For purely political reasons, official US government policy with respect to the Afghan Peace and Reintegration Program has been purposely vague. The Obama administration has said that it supports the Afghans’ program and has provided indirect financial assistance through the Commander’s Emergency Response Program (CERP).  However, this support is for reintegration and not reconciliation. With respect to peace and reconciliation the US Government has been noticeably non-committal. This artificial bifurcation between peace and reintegration serves Washington DC's political interests, but is very confusing to the Afghans and it is not a coherent, actionable policy. Adding to the confusion, the US and other NATO countries have been involved in unilateral, at times secretive, talks with the Taliban when the best course would be to conduct them through the Afghan government. There must be unity of effort and clarity in defining the end goal of such processes, otherwise it will be nothing more than a collection of dissipated efforts.

The Afghan High Peace Council is the official body established by the Afghan government through which all processes of reconciliation should occur. This places Afghans clearly in the lead and working in a participatory, transparent and inclusive manner.
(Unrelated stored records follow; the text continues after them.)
PR #5036, opened 2024-12-11
test(ssr): add test for bookends with text concat

nolanlawson:
## Details

Adds some tests for tricky edge cases with slots, `lwc:if`, and adjacent text.


packages/@lwc/engine-server/src/__tests__/fixtures/slot-not-at-top-level/lwcIf-with-adjacent-text-nodes/shadow/modules/x/outer/outer.js
```diff
@@ -0,0 +1,9 @@
+import { LightningElement } from 'lwc';
+
+export default class extends LightningElement {
+    static renderMode = 'shadow';
+
+    isTrue = true
+    isFalse = false
```
nolanlawson, line 7:
```suggestion
```

wjhsf (approved):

However, for Afghans to lead they must know where the US stands. Does the US government support a peace and reconciliation process that will ultimately lead to the reintegration of a majority of the Taliban back into Afghan society? If peace in Afghanistan is one of the aims of the Obama administration, it certainly should. Unless perhaps this administration believes either that peace in Afghanistan doesn’t matter or that the Taliban can be militarily defeated.  In which case, the administration also hopes the US population either isn’t paying attention or is just too simple to understand.